## Your instructions
Output verbatim the line with "willingc: I pulled" together with every line beneath it, ending at the last line of the entries.

## Task inputs
PR #974, opened 2017-02-08
Refactor travis config for more efficient builds

willingc:
- Remove travis_retry since travis does this in most of their builds now by default
- Remove sudo config since false is the default
- Add [fast_finish to matrix](https://docs.travis-ci.com/user/customizing-the-build/#Fast-Finishing)

### DIFF
--- a/.travis.yml
+++ b/.travis.yml
@@ -6,8 +6,6 @@ python:
     - 3.5
     - 3.6
     - nightly
-    # PyPy versions
-    - pypy3
 
 # installing dependencies
 before_install:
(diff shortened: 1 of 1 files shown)


.travis.yml
```diff
@@ -1,23 +1,29 @@
...
     - npm install -g configurable-http-proxy
     - git clone --quiet --depth 1 https://github.com/minrk/travis-wheels travis-wheels
 install:
     - pip install --pre -f travis-wheels/wheelhouse -r dev-requirements.txt .
+
+# running tests
 script:
-    - travis_retry py.test --cov=jupyterhub jupyterhub/tests -v
+    - if [[ $TRAVIS_PYTHON_VERSION == '3.6' || $TRAVIS_PYTHON_VERSION == 'nightly' ]]; then pytest --maxfail=2 --cov=jupyterhub jupyterhub/tests; fi # for Python 3.6 and above
+    - if [[ $TRAVIS_PYTHON_VERSION == '3.5' || $TRAVIS_PYTHON_VERSION == '3.4' || $TRAVIS_PYTHON_VERSION == '3.3' ]]; then py.test --maxfail=2 --cov=jupyterhub jupyterhub/tests; fi # for < 3.5
```
minrk: Why are these two lines different?

.travis.yml
```diff
@@ -1,23 +1,29 @@
...
 python:
-    - 3.7-dev
-    - 3.6
-    - 3.5
-    - 3.4
     - 3.3
+    - 3.4
+    - 3.5
+    - 3.6
+    - nightly
```
minrk: I think it's better to use the descending order, because nightly will often take the longest, so it should start first.

willingc: Good point :-)

.travis.yml
willingc: I pulled this from an older travis config on another project. It was to capture when py.test and pytest were being migrated to pytest command for small performance gains based on what Python version was in the Travis VM. Now that the migration is done in pytest, I think it would be better to have them as one. The performance gain was minimal anyway (one less pip install --upgrade pytest on the older pythons at the time).

willingc:
Thanks for the review @minrk. Will make the changes and push later today.

willingc:
@minrk Going to go ahead and merge this one.

minrk:
Thanks! Sorry I forgot to.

## Solution to the exercise
willingc: I pulled this from an older travis config on another project. It was to capture when py.test and pytest were being migrated to pytest command for small performance gains based on what Python version was in the Travis VM. Now that the migration is done in pytest, I think it would be better to have them as one. The performance gain was minimal anyway (one less pip install --upgrade pytest on the older pythons at the time).

willingc:
Thanks for the review @minrk. Will make the changes and push later today.

willingc:
@minrk Going to go ahead and merge this one.

minrk:
Thanks! Sorry I forgot to.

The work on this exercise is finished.